▶ _PROBLEM STATEMENT_
Only the lines below starting at the one that contains "Chore/remove devise" and ending at the one that contains "- this PR include" are to be reproduced, exactly and with both ends kept.

Top of GIVEN RECORDS

PR #726, opened 2022-11-10
fix: pass the correct point query urls to each map component

WillKocur:
https://unep-wcmc.codebasehq.com/projects/protected-planet-support-and-maintenance/tickets/286


roshan-mathewtech (commented):
Looks fine. Approved

PR #754, opened 2022-12-21
WDPA Jan 2023 release

pazolka:


sergiomarrocoli (approved):
looks good and importers run fine locally. approving, but will merge in Jan (and need to add to changelog, when we know which version it will be)

PR #764, opened 2023-02-13
fix: fix multipoints in .gdb downloads

pazolka:


lucacug (commented):
I suggest we test this on staging first, could we deploy this branch, clear the staging downloads S3 buckets pp-downloads-staging and run few downloads, please?

PR #773, opened 2023-03-09
feat: prohibit list of PAs by wdpa_id

sergiomarrocoli:
https://unep-wcmc.codebasehq.com/projects/protected-planet-support-and-maintenance/tickets/326

Emergency fix which raises an error in the PA controller if a user tries to load a PA with a wdpa_id that is in a list provided by the PP team


pazolka (approved):

sergiomarrocoli:
short term fix, no longer needed

PR #774, opened 2023-03-09
feat: add api as a service in docker-compose.yml

sergiomarrocoli:
I added this to the .env file in protectedplanet-api to get it to work
```
APPSIGNAL_LOG_PATH=/var/log/appsignal/protectedplanet-api.log
```

### DIFF
--- a/docker-compose.yml
+++ b/docker-compose.yml
@@ -97,7 +97,10 @@ services:
     command: /bin/bash -l -c "bundle exec rackup"
     volumes:
       - ${API_PATH}:/ProtectedPlanetApi
+      - ${SSH_AUTH_SOCK}:${SSH_AUTH_SOCK}
     network_mode: host
+    environment:
+      - SSH_AUTH_SOCK=${SSH_AUTH_SOCK}
     env_file:
       - ${API_PATH}/.env
     depends_on:
--- a/docker-compose.yml
+++ b/docker-compose.yml
@@ -90,6 +90,25 @@ services:
       - protectedplanet_bundler:/usr/local/bundle
     network_mode: host
 
+  api:
+    container_name: protectedplanet-api
+    build: ${API_ABSOLUTE_PATH}
+    command: /bin/bash -l -c "bundle exec rackup"
+    volumes:
+      - ${API_ABSOLUTE_PATH}:/ProtectedPlanetApi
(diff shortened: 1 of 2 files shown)


docker-compose.yml
```diff
@@ -90,6 +90,25 @@ services:
...
+      - ${SSH_AUTH_SOCK}:${SSH_AUTH_SOCK}
+    network_mode: host
+    environment:
+      - SSH_AUTH_SOCK=${SSH_AUTH_SOCK}
+    env_file:
+      - ${API_ABSOLUTE_PATH}/.env
+    depends_on:
+      - db
+    stdin_open: true
+    tty: true
```
sergiomarrocoli, line 108: not sure what these do

docker-compose.yml
```diff
@@ -90,6 +90,25 @@ services:
...
+    build: ${API_ABSOLUTE_PATH}
+    command: /bin/bash -l -c "bundle exec rackup"
+    volumes:
+      - ${API_ABSOLUTE_PATH}:/ProtectedPlanetApi
+      - ${SSH_AUTH_SOCK}:${SSH_AUTH_SOCK}
+    network_mode: host
+    environment:
+      - SSH_AUTH_SOCK=${SSH_AUTH_SOCK}
+    env_file:
+      - ${API_ABSOLUTE_PATH}/.env
```
sergiomarrocoli, line 104: what does this do?

docker-compose.yml
pazolka: needed for debugging, interactive console

docker-compose.yml
pazolka: mapping the ssh agent that was passed in the environmental variable right before `docker compose up` - not needed for the api service

pazolka: both lines 99 and 102 were needed to make the ssh agent work inside the container

docker-compose.yml
```diff
@@ -90,6 +90,25 @@ services:
       - protectedplanet_bundler:/usr/local/bundle
     network_mode: host
 
+  api:
+    container_name: protectedplanet-api
+    build: ${API_ABSOLUTE_PATH}
```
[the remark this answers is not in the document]
sergiomarrocoli: i think it does if it's outside the context. will check again

pazolka (approved):

PR #801, opened 2024-03-26
Chore/wdpa release 2024 04

WCMC-vblanque:


CHANGELOG.md
```diff
@@ -1,4 +1,4 @@
-### 4.10.5
+### 4.10.6
```
IMDaniyal, line 1: You need to add the new changes for the April month. And keep the march changelog as well

WCMC-vblanque: Ok, now it is done I think.

PR #826, opened 2025-02-03
Chore/remove devise

yuelongh:
- remove devise gem and all related pages as it is not used anywhere in the app
- this PR include one migration to delete users table
- no current_user, user_signed_in, authenticate_user, has_secure_password, database_authenticatable, :registerable, :recoverable, :rememberable, :validatable found in the codes


IMDaniyal (approved):
Looks good

PR #828, opened 2025-03-06
Feat/add search whs filter

yuelongh:
- Add WHS filter to PA search page
- add debounce to search PA bar
- add ability to cms_serializer.rb to enable sorting by either default order or published_date order
- update layout for resources and WDPA release news template
- add appsignal


IMDaniyal (commented):
Apart from that one addition in ignore_errors, looks good 👍

IMDaniyal (approved):

PR #829, opened 2025-03-06
fix: remove .pdf accessibility

yuelongh:
- remove pdf acces to a PA to prevent website crashes as the function is not used anymore


IMDaniyal (approved):
All good 👍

Bottom of GIVEN RECORDS

▶ _REPLY_
Chore/remove devise

yuelongh:
- remove devise gem and all related pages as it is not used anywhere in the app
- this PR include one migration to delete users table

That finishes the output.